## Work instructions
Look through the entries below. Report each line that has the word "purpose" in it.

□ □ □ □

PR #1228, opened 2023-03-20
[PA-733] Fix CreateCloudCredential

kphalgun-px:
**What this PR does / why we need it**:
This PR makes the CreateCloudCredential function return an error instead of handling it internally, aiming to enhance consistency with other common functions. This is in line with best practices for error handling in Torpedo and enables better error management.

**Which issue(s) this PR fixes** (optional)
Closes #PA-733

**Special notes for your reviewer**:
Please review the Jenkins build for the "BasicBackupCreation" test case using the link below

https://jenkins.pwx.dev.purestorage.com/job/Users/job/Sumit/job/Custom-Pipelines/job/px-backup-on-demand-system-test-byoc/567

Aetos Dashboard: http://aetos.pwx.purestorage.com/resultSet/testSetID/129710

PR #1195, opened 2023-03-10
[PA-672] Fix and refactor ClusterBackupShareToggle

kphalgun-px:
[PA-681] Fix GetAllBackupsForUser

[PA-682] Fix ClusterUpdateBackupShare

**What this PR does / why we need it**:
This PR refactors the "ClusterBackupShareToggle" function and fixes an issue with getting the UID of the schedule backup. This PR also fixes issues with GetAllBackupsForUser and ClusterUpdateBackupShare. This PR improves the reliability and functionality of the "ClusterBackupShareToggle" test case, ensuring that it functions as intended.

**Which issue(s) this PR fixes** (optional)
Closes #PA672, #PA681, #PA682

**Special notes for your reviewer**:
If the "ClusterBackupShareToggle" test case fails like below, please ensure that you have the latest version of Px-Backup installed. This PR relies on a fix for a bug that was present in Px-Backup v2.3.3, which has been resolved in a later version.

https://jenkins.pwx.dev.purestorage.com/job/Users/job/Sumit/job/Custom-Pipelines/job/px-backup-on-demand-system-test-byoc/265

Aetos Dashboard: http://aetos.pwx.purestorage.com/resultSet/testSetID/119233

Thanks to the efforts of @snigdha-px  Et. al, we can now ensure that this test case passes as expected with the latest version of Px-Backup installed. Please review the Jenkins build for the "ClusterBackupShareToggle" test case using the link below

https://jenkins.pwx.dev.purestorage.com/job/Users/job/Sumit/job/Custom-Pipelines/job/px-backup-on-demand-system-test-byoc/266

Aetos Dashboard: http://aetos.pwx.purestorage.com/resultSet/testSetID/119240

PR #1230, opened 2023-03-20
[PA-735] Remove RegisterBackupCluster and add GetClusterStatus

kphalgun-px:
The PR eliminates an non significant function, RegisterBackupCluster, and adds GetClusterStatus for obtaining the cluster status.  This may improve overall code maintainability.

Closes #PA-735

Please review the Jenkins build for the "BasicBackupCreation" test case using the link below

https://jenkins.pwx.dev.purestorage.com/job/Users/job/Sumit/job/Custom-Pipelines/job/px-backup-on-demand-system-test-byoc/579

Aetos Dashboard: http://aetos.pwx.purestorage.com/resultSet/testSetID/129891


tthurlapati-px:
This is probably out of scope for this PR, but in all of the test cases, we're checking for the status of the Source Cluster, but not the destination cluster; why is that? Shouldn't we be testing the status of _both_, given that both are being created (in most cases) @mkoppal-px ?

drivers/backup/portworx/portworx.go
```diff
@@ -334,6 +334,22 @@ func (p *portworx) GetClusterName(ctx context.Context, orgID string, clusterUid
...
+		return api.ClusterInfo_StatusInfo_Invalid, err
+	}
+	for _, cluster := range enumerateRsp.GetClusters() {
+		if cluster.GetName() == clusterName {
+			return cluster.Status.Status, nil
+		}
+	}
+	return api.ClusterInfo_StatusInfo_Invalid, fmt.Errorf("cluster with name '%s' not found for org '%s'", clusterName, orgID)
+}
+
```
tthurlapati-px, line 352: You can simplify the function by using a different api endpoint:

```
func (p *portworx) GetClusterStatus(orgID string, clusterName string, ctx context.Context) (api.ClusterInfo_StatusInfo_Status, error) {
	clusterInspectReq := &api.ClusterInspectRequest{
		OrgId: orgID,
		Name: clusterName,
	}
	inspectRsp, err := p.InspectCluster(ctx, clusterInspectReq)
	if err != nil {
		return api.ClusterInfo_StatusInfo_Invalid, err
	}
	return inspectRsp.Cluster.Status.Status, nil
}
```

tthurlapati-px: I just noticed while writing the simplified code for _this_ PR, that in an older PR of yours, we can further simplify: https://github.com/portworx/torpedo/pull/1195#discussion_r1142934124
Though, it's working, so it might be fine.

tthurlapati-px (changes requested):
If the simplification can be made, then let's make it.

tests/backup/backup_locked_bucket_test.go
```diff
@@ -134,8 +135,11 @@ var _ = Describe("{BackupAlternatingBetweenLockedAndUnlockedBuckets}", func() {
 			log.FailOnError(err, "Fetching px-central-admin ctx")
 			err = CreateSourceAndDestClusters(orgID, "", "", ctx)
 			dash.VerifyFatal(err, nil, "Creating source and destination cluster")
-			clusterStatus, clusterUid = Inst().Backup.RegisterBackupCluster(orgID, SourceClusterName, "")
-			dash.VerifyFatal(clusterStatus, api.ClusterInfo_StatusInfo_Online, fmt.Sprintf("Verifying backup cluster %s registration", SourceClusterName))
+			clusterStatus, err = Inst().Backup.GetClusterStatus(orgID, SourceClusterName, ctx)
+			dash.VerifyFatal(err, nil, fmt.Sprintf("Fetching [%s] cluster status", SourceClusterName))
```
snigdha-px, line 139: Can we use log.FailOnError instead of dash.VerifyFatal for this verification to avoid too many log messages as now all the test cases will have this
[Not a mandatory change, only if it makes sense]

kphalgun-px: I am currently using dash.VerifyFatal because it was used before. Perhaps, we can revisit this once we establish a standardized structure and syntax for the test case.

drivers/backup/portworx/portworx.go
kphalgun-px: To maintain consistency with the legacy codebase, I am using EnumerateCluster since many of the helper functions in the older code rely on EnumerateRequest.

kphalgun-px:
> This is probably out of scope for this PR, but in all of the test cases, we're checking for the status of the Source Cluster, but not the destination cluster; why is that? Shouldn't we be testing the status of _both_, given that both are being created (in most cases) @mkoppal-px ?

I fail to comprehend the purpose of adding the destination cluster in numerous test cases, as it appears that all operations are being conducted solely within the source cluster.

snigdha-px (approved):
LGTM

drivers/backup/portworx/portworx.go
```diff
@@ -334,6 +334,22 @@ func (p *portworx) GetClusterName(ctx context.Context, orgID string, clusterUid
 	return "", fmt.Errorf("cluster with uid '%s' not found for org '%s'", clusterUid, orgID)
 }
 
+func (p *portworx) GetClusterStatus(orgID string, clusterName string, ctx context.Context) (api.ClusterInfo_StatusInfo_Status, error) {
+	clusterEnumerateReq := &api.ClusterEnumerateRequest{
+		OrgId: orgID,
+	}
+	enumerateRsp, err := p.EnumerateCluster(ctx, clusterEnumerateReq)
+	if err != nil {
+		return api.ClusterInfo_StatusInfo_Invalid, err
```
mkoppal-px, line 343: We cannot send Invalid as output

drivers/backup/portworx/portworx.go
```diff
@@ -334,6 +334,22 @@ func (p *portworx) GetClusterName(ctx context.Context, orgID string, clusterUid
...
+	}
+	for _, cluster := range enumerateRsp.GetClusters() {
+		if cluster.GetName() == clusterName {
+			return cluster.Status.Status, nil
+		}
+	}
+	return api.ClusterInfo_StatusInfo_Invalid, fmt.Errorf("cluster with name '%s' not found for org '%s'", clusterName, orgID)
```
mkoppal-px, line 350: Same here. Return nil

mkoppal-px:
Replace all `dash.VerifyFatal(err, nil, fmt.Sprintf("Fetching [%s] cluster status", SourceClusterName))` to `log.FailOnError`

Let us follow this across

drivers/backup/portworx/portworx.go
kphalgun-px: nil is not a subtype of api.ClusterInfo_StatusInfo_Status

drivers/backup/portworx/portworx.go
kphalgun-px: nil is not a subtype of api.ClusterInfo_StatusInfo_Status

drivers/backup/portworx/portworx.go
tthurlapati-px: This function will perform much better if you switch to `inspectCluster`. Also, I don't see how this will affect other functions which are using the enumerate method, as I'm not suggesting the removal of anything.
I feel consistency is useful for code readability, but in this case, I see no benefit in being consistent, especially when the alternative method (inspect) is faster and smaller.

@mkoppal-px  what do you suggest?

tthurlapati-px:
> > This is probably out of scope for this PR, but in all of the test cases, we're checking for the status of the Source Cluster, but not the destination cluster; why is that? Shouldn't we be testing the status of _both_, given that both are being created (in most cases) @mkoppal-px ?
> 
> I fail to comprehend the purpose of adding the destination cluster in numerous test cases, as it appears that all operations are being conducted solely within the source cluster.

✅ You're right. This isn't relevant now as we don't work with destination cluster. Maybe in the future, when we do deeper validation of restore.

tthurlapati-px (commented):
The lines where we get `clusteruid`:
```go
			clusterUid, err = Inst().Backup.GetClusterUID(ctx, orgID, SourceClusterName)
			dash.VerifyFatal(err, nil, fmt.Sprintf("Fetching [%s] cluster uid", SourceClusterName))
```
isn't this confusion the same as https://github.com/portworx/torpedo/pull/1228#issuecomment-1477506082 (mithun's suggestion)
So, it would make more sense to use the following, than to compare `err, nil` in `dsah.VerifyFatal`
```go
			clusterUid, err = Inst().Backup.GetClusterUID(ctx, orgID, SourceClusterName)
			log.FailOnError(err, "Fetching [%s] cluster uid", SourceClusterName)
```

kphalgun-px:
> The lines where we get `clusteruid`:
> 
> ```go
> 			clusterUid, err = Inst().Backup.GetClusterUID(ctx, orgID, SourceClusterName)
> 			dash.VerifyFatal(err, nil, fmt.Sprintf("Fetching [%s] cluster uid", SourceClusterName))
> ```
> 
> isn't this confusion the same as [#1228 (comment)](https://github.com/portworx/torpedo/pull/1228#issuecomment-1477506082) (mithun's suggestion) So, it would make more sense to use the following, than to compare `err, nil` in `dsah.VerifyFatal`
> 
> ```go
> 			clusterUid, err = Inst().Backup.GetClusterUID(ctx, orgID, SourceClusterName)
> 			log.FailOnError(err, "Fetching [%s] cluster uid", SourceClusterName)
> ```

I agree, but addressing this issue goes beyond the scope of this PR. Currently, there are no clear guidelines on when to use dash.VerifyFatal and log.FailOnError. I'm not sure if the Aetos Dashboard would show any failures if we completely stop using dash.VerifyFatal.

mkoppal-px (changes requested):
I see 3 tests failing with cluster UID issue. Please run these again and provide the results.

kphalgun-px:
You can view the Jenkins Build for all the test cases using the link below

https://jenkins.pwx.dev.purestorage.com/job/Users/job/Sumit/job/Custom-Pipelines/job/px-backup-on-demand-system-test-byoc/659

Aetos Dashboard: http://aetos.pwx.purestorage.com/resultSet/testSetID/134142 [ONLY UNRELATED TESTS FAILED]

mkoppal-px (approved):
LGTM

tthurlapati-px (approved):
Didn't Mithun clarify that we can use `log.FailOnError` every place you're comparing `err` to `nil`? I guess you could make that change for when getting `clusterUid`, before you merge...

kphalgun-px:
> Didn't Mithun clarify that we can use `log.FailOnError` every place you're comparing `err` to `nil`? I guess you could make that change for when getting `clusterUid`, before you merge...

It was suggested to address cosmetic changes at a future point in time.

□ □ □ □

## Response
I fail to comprehend the purpose of adding the destination cluster in numerous test cases, as it appears that all operations are being conducted solely within the source cluster.
> I fail to comprehend the purpose of adding the destination cluster in numerous test cases, as it appears that all operations are being conducted solely within the source cluster.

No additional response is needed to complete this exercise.